Dick exploits this knowledge to discover new antibiotics to keep increasing antimicrobial resistance at bay. One major paper emerged in 2020 in the journal Nature Communications, in which Dick and team proved how the first-line TB drug Pyrazinamide works by actually degrading its protein target inside the germ - and thereby showed “the basis for the rational discovery of next generation” treatments of variations of it. Another recent example: he and the team published a paper in June 2021 in the Proceedings of the National Academy of Sciences pointing to how an enzyme inhibitor called triaza-coumarin, or TA-C, is metabolized by the TB germs, which makes it effective in inhibiting the disease from within, like in a "Trojan horse" attack.
THE FUTURE.
Dick lives a short distance away from the CDI, and he travels by foot or bike to work at the lab. His ultimate professional goal is to develop a new, hugely effective drug to treat TB and NTM - and also mentor the next generation of scientists while doing so.
He hikes locally, and travels when circumstances allow. He’s taken up chess in recent years, and he reads voraciously about the world around him. He keeps up with his parents in Heidelberg, and his children Elena and Jonathan (both adults, in Amsterdam and London, respectively) via lots of “coffee sessions” over FaceTime.

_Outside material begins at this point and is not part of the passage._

PR #29777, opened 2025-04-14
AP_InertialSensor: disable loop check on sitl

andyp1per:
The new loop rate check effectively makes it impossible to run anything other than 400Hz as the loop rate on SITL since the INS rate is fixed at 1Khz (or less). This disables the check on SITL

Eventually, when work and time allow, he’d want to do nothing less than write a sequel to “In the Beginning was Hydrogen.” A conversation with the scientist can, and does, extend out to the farthest reaches of the universe, to the boundaries of human understanding. He’d like to write that next book to perhaps bring that understanding to another child, like him, who’s endlessly curious and has a passion for knowing.
“The book is still largely correct since it was written 50 years ago - but many exciting things were discovered in the last few decades, especially in astrophysics and the life sciences. Time for an update,” he said. “I would love it if I could contribute that more people enjoy the beauty of science, the beauty of our universe, and the living things in it.”